Nan of Music Mountain is a 1917 American silent drama film directed by George Melford and Cecil B. DeMille (who receives no screen credit). The film is based on Frank H. Spearman's novel of the same name and stars Wallace Reid and Anna Little.

==Plot==
As described in a film magazine, Henry de Spain is determined to find the man who murdered his father.

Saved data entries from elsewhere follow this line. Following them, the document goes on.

PR #42, opened 2022-02-24
Use pathlib instead of importlib for test fixtures

graham-skylight:
Should now work in vscode and cli - :crossed_fingers: for github actions

### DIFF
--- a/src/FunctionApps/PITest_FunctionApp/tests/test_decrypt_function.py
+++ b/src/FunctionApps/PITest_FunctionApp/tests/test_decrypt_function.py
@@ -1,6 +1,5 @@
 import json
-from importlib.resources import files
-
+import pathlib
 
 import azure.functions as func
 import pgpy.errors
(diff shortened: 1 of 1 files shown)


bryan-skylight:
This looks pretty straightforward. Are there steps to replicate the issue that this PR solves so that we can test the before and after? Or is the fact that all of the checks ran sufficient proof that it works?

graham-skylight:
The issue was that using `pytest` from a virtualenv (as opposed to `python -m pytest` which worked fine) wouldn't work with the importlib imports.

The tl;dr was that certain environments search the current directory for imports and some don't. As long as this works however people would normally run tests, I think we're good.

NatHillardUSDS (approved):
Hm, technically `importlib`, at least `importlib.resources` is meant to handle this case ([ref](https://realpython.com/python-import/#introducing-importlibresources)) by doing package-relative imports, but if this works for local tests and bot tests let's do it!

bamader (approved):
Seems legit!

graham-skylight:
@NatHillardUSDS yep - the issue is relying on `$PWD` being in the import path, which depends on the tool being used. I figured using pathlib and `__file__` instead of messing with the import path was a little easier

PR #43, opened 2022-02-24
Add flatten and explode

bamader:
This PR adds a notebook to handle the transformation of ndjson data into a spark dataframe format for future use in databricks and analysis with parquet. Columns that have embedded structs or array-likes as their values are expanded and exploded, respectively, so that new rows are added to the resulting data frame for each element encountered (this makes the result fully 'flat').


VincentLaUSDS:
What's the best way to test this? Did you create this in Databricks and then just copy and pasted the content to a local .ipynb file?

src/notebooks/flatten_and_explode.ipynb
```diff
@@ -0,0 +1,524 @@
...
+    "def explode_arrays(df):\n",
+    "    flat_cols = [field.name for field in df.schema.fields if type(field.dataType) != ArrayType]\n",
+    "    struct_cols = [field.name for field in df.schema.fields if type(field.dataType) == ArrayType]\n",
+    "    \n",
+    "    # Add new rows for each array element, then select and join with columns\n",
+    "    # that are already flat\n",
+    "    exploded_df = df.withColumn('vals', explode_outer(arrays_zip(*struct_cols))) \\\n",
+    "           .select(*flat_cols,'vals.*') \\\n",
+    "           .fillna('', subset=struct_cols)\n",
+    "    return exploded_df"
```
bryan-skylight, line 216: nit: We can make this section of code a little cleaner using the fact that Python considers everything inside of parentheses to be a single line.

```
exploded_df = (
    df.withColumn('vals', explode_outer(arrays_zip(*struct_cols)))
    .select(*flat_cols, 'vals.*')
    .fillna('', subset=struct_cols)
)
```
I think this makes the code cleaner, easier to read, and less prone to errors resulting from for getting the `\` on a line. But there's nothing wrong with how you've implemented it, so go with what you like.

src/notebooks/flatten_and_explode.ipynb
```diff
@@ -0,0 +1,524 @@
...
+   ],
+   "source": [
+    "'''\n",
+    "A wrapper function to perform full flattening of an input spark data frame.\n",
+    "Struct columns are separated out into multiple columns, and then the intermediate\n",
+    "expanded data frame is exploded so that each new element encountered generates a \n",
+    "new row.\n",
+    "'''\n",
+    "def flatten_df(dfflat):\n",
+    "    while len([field.name for field in dfflat.schema.fields if type(field.dataType) == StructType or type(field.dataType) == ArrayType ]) !=0 :\n",
```
bryan-skylight, line 273: You can make this a little cleaner with the following:

```
while len([field.name for field in dfflat.schema.fields if type(field.dataType) in [StructType, ArrayType]]) != 0:
```

Additionally, while not really an issue here, I think it's best to get into the habit of being explicit about what conditions you're testing for. Here, you've said that as long as the length does not equal 0 then lines 274 and 275 should run, which has an implicit understanding that `len` can only be positive. Implementing these implicit assumptions can lead to unforeseen outcomes and I'd recommend trying to avoid them where possible. To that end, I'd rewrite this to be:

```
while len([field.name for field in dfflat.schema.fields if type(field.dataType) in [StructType, ArrayType]]) > 0:
```

src/notebooks/flatten_and_explode.ipynb
```diff
@@ -0,0 +1,524 @@
...
+    "  CREATE TABLE [table_name] (\n",
+    "    [field1] nvarchar(50),\n",
+    "    [field2] nvarchar(50),\n",
+    "    ...\n",
+    "  )\n",
+    "  \n",
+    "For type safety reasons, all fields in the created DDL are saved as nvarchar(50).\n",
+    "'''\n",
+    "def generate_ddl(df, tblname):\n",
+    "    createtbl = 'CREATE TABLE [' + tblname +  '] ( \\n'\n",
```
bryan-skylight, line 339: I think f-strings would provide a bit more readability.

```
createtbl = f"CREATE TABLE [{tblname}] ("
```

I also recommend leaving the `\n` out of the string as we can concatenate everything at the end, again to improve readability.

src/notebooks/flatten_and_explode.ipynb
```diff
@@ -0,0 +1,524 @@
...
+    "    num_columns = len(dfflat.columns)\n",
+    "    for i, y in enumerate(dfflat.columns):\n",
+    "        if i == num_columns-1:\n",
+    "            column_name = '\\t['+ y + '] nvarchar(50)); \\n\\n'\n",
+    "        else:\n",
+    "            column_name = '\\t[' + y + '] nvarchar(50), \\n'\n",
+    "        createtbl += column_name\n",
```
bryan-skylight, line 346: I would replace lines 340 to 346 with the following:

```
fields = ", \n".join([f"\t[{column}] nvharchar(50)" for column in dfflat.columns])
createtbl = "\n".join([createtbl, fields, ";"])
```

This approach appends the semi-colon on a newline by itself, but SQL doesn't care about that and it improves the readability of the code.

bryan-skylight (changes requested):

DanPaseltiner:
CSV generation for the VA pilot was done using a different approach. As we begin to transform JSON FHIR bundles into parquet this work may be revisited.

He becomes sort of an outsider with Duke Morgan's gang, cattlemen, and outlaws. Nan, daughter of the head of the clan, secretly loves Henry and when he is wounded in a fight with the Morgan clan, she helps him escape. This angers her father and he declares that she shall marry her cousin. Nan dispatches a message to Henry for assistance and he brings her safely to his clan. Nan then learns that her father was the murder of Henry's father. She returns to her father to learn the truth and together they go to Henry and reveal the murder's name. After a thorough understanding and forgiving, Henry and Nan are married.

==Cast==
- Wallace Reid as Henry de Spain
- Ann Little as Nan Morgan
- Theodore Roberts as Duke Morgan
- James Cruze as Gale Morgan
- Charles Ogle as Sassoon
- Raymond Hatton as Logan
- Hart Hoxie as Sandusky
- Ernest Joy as Lefever
- Guy Oliver as Bull Page
- James P. Mason as Scott
- Henry Woodward as Jeffries
- Horace B. Carpenter as McAlpin

==Reception==
Like many American films of the time, Nan of Music Mountain was subject to cuts by city and state film censorship boards. The Chicago Board of Censors required a cut of the shooting of a rancher during a vision, the intertitle "You'll go home when I get through with you", and the last shooting by de Spain.